Kali ini aku harus relain tidak ikut sahabat-sahabatku makan sama kak chiko. Ada keharusan yang tidak boleh aku tinggalkan.
"Kok lama sih raf?" tanya sesosok cowok berdiri didepanku.
Mungkin sosok yang menjadi penyemangatku setiap latihan.
Memanggil namaku saja dia berbeda dengan yang lain.
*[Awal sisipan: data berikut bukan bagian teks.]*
PR #554, opened 2020-12-28
[#515] introduce eslint

### LINKED ISSUE #515: Introduce eslint
As discussed offline, I played around with `eslint` as we're all happy to introduce it here.

The following configuration: 

```
module.exports = {
    "env": {
        "browser": true,
        "es2021": true,
        "node": true
    },
    "extends": [
        "eslint:recommended",
        "plugin:react/recommended",
        "plugin:@typescript-eslint/recommended"
    ],
    "parser": "@typescript-eslint/parser",
    "parserOptions": {
        "ecmaFeatures": {
            "jsx": true
        },
        "ecmaVersion": 12,
        "sourceType": "module"
    },
    "plugins": [
        "react",
        "@typescript-eslint"
    ],
    "rules": {
       "@typescript-eslint/no-unused-vars": ["error", {"varsIgnorePattern": "_" }]
    },
      "settings": {
        "react": {
          "version": "16.12"
        }
    },
  "overrides": [
    {
      "files": [ "frontend/chat-plugin/**/*.tsx" ],
      "settings": {
        "react": {
          "pragma": "h"
        }
    }
    }
  ]
};
```

Solves the two most noisy problems: we need `_` for bazel/typescript to play nice and the `overrides` to avoid confusing eslint about the chat plugin (it uses preact).

You can see the remaining errors [here](https://gist.github.com/lucapette/ed83bfe2a4b1f20fd1bc6995569f3de5)

The most present error `warning  Missing return type on function           @typescript-eslint/explicit-module-boundary-types` seems to be React specific and maybe we can get away with configuration only. And I'm a bit unsure what's the best way to fix `warning  Unexpected any. Specify a different type          @typescript-eslint/no-explicit-any` because we use `Dispatch<any>` in quite a few places.

ogbeche77:
Fixes #515

### DIFF
--- a/.eslintrc
+++ b/.eslintrc
@@ -1,0 +1,45 @@
+{
+  "extends": ["eslint:recommended", "plugin:react/recommended", "plugin:@typescript-eslint/recommended"],
+  "plugins": ["react", "@typescript-eslint"],
+  "parser": "@typescript-eslint/parser",
+  "parserOptions": {
+    "ecmaFeatures": {
+      "jsx": true
+    }
+  },
+
+  "env": {
+    "browser": true,
+    "es2021": true,
+    "node": true
+  },
+
+  "rules": {
+    "react/prop-types": 0,
+    "@typescript-eslint/no-unused-vars": ["error", {"varsIgnorePattern": "_"}],
+    "@typescript-eslint/explicit-module-boundary-types": "off",
+    "@typescript-eslint/no-explicit-any": "off",
+    "@typescript-eslint/no-empty-interface": 0,
+    "@typescript-eslint/ban-types": ["error", {"extendDefaults": true, "types": {"{}": false, "Object": false}}]
+  },
+  "settings": {
+    "react": {
+      "version": "16.12"
+    }
+  },
+  "overrides": [
+    {
+      "files": ["frontend/chat-plugin/**/*.tsx"],
+      "settings": {
+        "react": {
+          "pragma": "h"
+        },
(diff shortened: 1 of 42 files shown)


lucapette (approved):
:shipit:

ogbeche77:
While most of the errors detected by eslint has been resolved. The two persistent warnings which eslint continues to return are `@typescript-eslint/explicit-module-boundary-types` and `@typescript-eslint/no-explicit-any`. 

Some of the `@typescript-eslint/explicit-module-boundary-types` warnings were solved in files where functional components(stateless components) had been implemented because eslint insisted on using explicit function return types. By just including the React Element (In this case JSX.Element) fixed this issue. This however, did not work for files in chatplugin as they all use preact?( Researching on this to find the equivalent).

In other files where the warnings `@typescript-eslint/explicit-module-boundary-types` still persists and class based components had been used, eslint warnings could be resolved by adding React Node to render.

 For `@typescript-eslint/no-explicit-any`, the warnings could be resolved by actually dispatching the action itself `dispatch: Dispatch<Action Type>` instead of using `dispatch: Dispatch<any>`. As this appears to be a coding style and not an error, I have decided to wait and get the feedbacks from other code owners to decide if we stick to this coding style or implement the change.

Another error `Property 'airy' does not exist on type 'Window & typeof globalThis'.` is still yet to be resolved. The temporary fix `declare const window: any;`doesn't solve the problem. I still till have to find a much better solution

"Maaf tadi ada macet" ucapku dengan menundukan kepala.
"Maceet? Memang kamu darimana?" tanyanya yang sekarang mulai penasaran.
"Macet banyak mobil semut lewat" ucapku dengan tersenyum manis tanpa dosa. Hihi.
Zaldi, diapun tertawa terbahak-bahak mendengar jawabanku. Oh iya namanya rizaldi, aku sering memanggilnya zal. Berbeda dengan teman-teman yang lain.
"Haha kirain macet beneran. Soalnya tadi gue berangkat kesini gaada macet sama sekali" ucapnya yang sekarang mulai akrab kembali denganku. Meskipun dia dan aku anggota banjari, kita jarang memanggil aku-kamu.
"Hehe gitu aja lo percaya" ucapku yang sekarang mulai mencair setelah melihatnya tertawa.
Zaldi dari sekolah lain yang memang bergabung dibanjari sekolahku, tidak hanya dia saja sih temannya juga banyak. Bahkan dari sekolah lain pula. Banjari kita juga sering memenangkan berbagai lomba.
Hari-hariku cukup disibukkan dengan latihan dan lomba-lomba banjari seperti ini, banyak piagam dan piala yang aku dapatkan sebagai anggota atau vokalis dalam banjari. Jadi tidak aneh jika aku sangat akrab dengan zaldi.
"Yasudah ayok masuk kedalam, semua udah nunggu lo tau" ucapnya dengan berjalan kedalam masjid yang aku ikuti dari belakang.
"Jadi tadi lo didepan masjid nungguin gue?" tanyaku yang secara tiba-tiba.
"Iya, emang sengaja nunggu lo" jawabnya yang entah membuatku sangat sangat bahagia kali ini. Jujur sejak awal aku sudah menyukainya, apalagi sifatnya yang tidak cuek dan dingin. Yang tidak seperti kak chiko.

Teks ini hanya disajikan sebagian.